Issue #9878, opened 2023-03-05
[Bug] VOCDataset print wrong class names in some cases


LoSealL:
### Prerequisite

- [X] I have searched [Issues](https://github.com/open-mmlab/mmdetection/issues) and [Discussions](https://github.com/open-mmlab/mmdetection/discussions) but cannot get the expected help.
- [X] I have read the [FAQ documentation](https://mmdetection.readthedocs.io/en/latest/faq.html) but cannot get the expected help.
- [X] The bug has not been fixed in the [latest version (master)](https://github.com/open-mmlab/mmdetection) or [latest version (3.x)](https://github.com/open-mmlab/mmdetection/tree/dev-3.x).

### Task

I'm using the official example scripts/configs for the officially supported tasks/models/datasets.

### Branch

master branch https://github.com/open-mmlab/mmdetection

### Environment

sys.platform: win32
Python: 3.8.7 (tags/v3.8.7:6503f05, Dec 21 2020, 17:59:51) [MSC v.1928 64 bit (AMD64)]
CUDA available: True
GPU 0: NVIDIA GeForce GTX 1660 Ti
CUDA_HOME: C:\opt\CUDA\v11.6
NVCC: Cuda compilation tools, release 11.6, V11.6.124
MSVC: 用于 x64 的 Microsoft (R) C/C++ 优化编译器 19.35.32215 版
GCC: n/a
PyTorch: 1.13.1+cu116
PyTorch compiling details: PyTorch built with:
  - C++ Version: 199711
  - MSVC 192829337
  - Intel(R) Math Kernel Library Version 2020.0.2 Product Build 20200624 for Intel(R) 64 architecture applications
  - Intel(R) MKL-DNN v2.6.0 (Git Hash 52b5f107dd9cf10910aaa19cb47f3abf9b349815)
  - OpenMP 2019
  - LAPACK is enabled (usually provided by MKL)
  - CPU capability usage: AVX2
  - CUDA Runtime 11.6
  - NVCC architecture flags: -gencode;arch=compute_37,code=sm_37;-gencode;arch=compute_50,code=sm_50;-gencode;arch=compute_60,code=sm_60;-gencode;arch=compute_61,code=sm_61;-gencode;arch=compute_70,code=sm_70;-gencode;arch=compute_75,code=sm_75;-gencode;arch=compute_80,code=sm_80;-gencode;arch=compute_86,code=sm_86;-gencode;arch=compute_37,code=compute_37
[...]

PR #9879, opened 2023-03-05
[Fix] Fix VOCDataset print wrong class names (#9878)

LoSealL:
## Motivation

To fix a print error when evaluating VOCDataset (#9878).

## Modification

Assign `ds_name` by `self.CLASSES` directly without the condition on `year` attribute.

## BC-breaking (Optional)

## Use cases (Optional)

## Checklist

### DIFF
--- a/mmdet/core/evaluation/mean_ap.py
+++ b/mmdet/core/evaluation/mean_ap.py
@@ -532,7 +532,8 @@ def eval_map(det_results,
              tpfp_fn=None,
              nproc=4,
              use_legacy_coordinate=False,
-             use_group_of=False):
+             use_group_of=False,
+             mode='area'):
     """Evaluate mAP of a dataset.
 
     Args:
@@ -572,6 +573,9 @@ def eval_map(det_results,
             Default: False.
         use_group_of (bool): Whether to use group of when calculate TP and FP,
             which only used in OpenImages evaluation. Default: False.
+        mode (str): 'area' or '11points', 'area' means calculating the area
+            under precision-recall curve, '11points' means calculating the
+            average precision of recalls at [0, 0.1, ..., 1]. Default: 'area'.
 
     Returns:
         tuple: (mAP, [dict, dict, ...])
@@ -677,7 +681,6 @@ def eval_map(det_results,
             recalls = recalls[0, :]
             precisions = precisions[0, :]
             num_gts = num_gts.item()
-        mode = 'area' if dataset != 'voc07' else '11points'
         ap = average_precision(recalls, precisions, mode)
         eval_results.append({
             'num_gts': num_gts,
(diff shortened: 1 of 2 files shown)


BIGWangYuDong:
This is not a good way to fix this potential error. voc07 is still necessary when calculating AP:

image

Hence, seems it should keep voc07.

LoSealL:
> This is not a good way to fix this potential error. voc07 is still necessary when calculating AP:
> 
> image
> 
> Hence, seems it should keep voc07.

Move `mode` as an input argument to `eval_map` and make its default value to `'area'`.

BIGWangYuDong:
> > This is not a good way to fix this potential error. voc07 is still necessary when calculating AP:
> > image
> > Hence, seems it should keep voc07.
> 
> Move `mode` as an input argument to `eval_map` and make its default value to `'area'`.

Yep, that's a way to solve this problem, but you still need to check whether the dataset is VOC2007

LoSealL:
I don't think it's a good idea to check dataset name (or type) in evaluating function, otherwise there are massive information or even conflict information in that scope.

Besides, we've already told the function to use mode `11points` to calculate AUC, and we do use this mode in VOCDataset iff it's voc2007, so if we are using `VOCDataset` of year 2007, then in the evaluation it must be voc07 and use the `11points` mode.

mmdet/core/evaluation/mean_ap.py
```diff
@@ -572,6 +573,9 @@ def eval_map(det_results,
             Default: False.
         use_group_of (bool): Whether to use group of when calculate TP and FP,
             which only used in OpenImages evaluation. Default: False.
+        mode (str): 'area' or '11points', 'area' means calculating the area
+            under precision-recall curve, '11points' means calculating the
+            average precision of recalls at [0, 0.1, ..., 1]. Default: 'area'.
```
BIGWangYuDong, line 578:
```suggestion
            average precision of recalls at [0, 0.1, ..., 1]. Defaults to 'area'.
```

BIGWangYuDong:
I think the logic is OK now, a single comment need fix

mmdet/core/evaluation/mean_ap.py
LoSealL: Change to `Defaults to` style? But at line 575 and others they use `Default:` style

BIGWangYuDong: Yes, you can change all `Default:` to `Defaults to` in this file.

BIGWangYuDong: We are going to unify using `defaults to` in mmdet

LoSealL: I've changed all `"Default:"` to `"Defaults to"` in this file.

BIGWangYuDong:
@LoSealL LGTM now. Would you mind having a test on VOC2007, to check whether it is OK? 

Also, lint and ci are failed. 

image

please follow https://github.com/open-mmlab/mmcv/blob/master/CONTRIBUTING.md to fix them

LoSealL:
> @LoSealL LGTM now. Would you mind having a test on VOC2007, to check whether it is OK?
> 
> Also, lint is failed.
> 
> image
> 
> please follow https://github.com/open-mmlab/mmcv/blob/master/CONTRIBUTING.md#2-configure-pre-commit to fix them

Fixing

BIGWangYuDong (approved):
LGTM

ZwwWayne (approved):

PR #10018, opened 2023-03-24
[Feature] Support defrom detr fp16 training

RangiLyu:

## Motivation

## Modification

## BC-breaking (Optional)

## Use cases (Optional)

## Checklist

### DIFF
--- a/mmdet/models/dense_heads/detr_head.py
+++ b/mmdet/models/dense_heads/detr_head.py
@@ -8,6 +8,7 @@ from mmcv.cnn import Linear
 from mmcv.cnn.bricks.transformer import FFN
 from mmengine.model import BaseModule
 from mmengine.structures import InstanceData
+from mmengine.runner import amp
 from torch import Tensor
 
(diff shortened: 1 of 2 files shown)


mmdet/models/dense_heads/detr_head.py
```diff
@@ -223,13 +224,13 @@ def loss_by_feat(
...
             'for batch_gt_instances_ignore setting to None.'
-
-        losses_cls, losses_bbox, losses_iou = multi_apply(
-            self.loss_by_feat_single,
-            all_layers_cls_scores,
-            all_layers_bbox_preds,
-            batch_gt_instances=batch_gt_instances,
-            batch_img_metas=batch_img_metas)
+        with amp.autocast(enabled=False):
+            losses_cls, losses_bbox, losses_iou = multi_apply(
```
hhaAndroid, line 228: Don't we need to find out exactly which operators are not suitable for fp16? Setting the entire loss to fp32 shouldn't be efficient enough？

________________

Only the number is wanted: how many lines in the entries above contain the string "recalls"?

**YOUR SOLUTION**. 5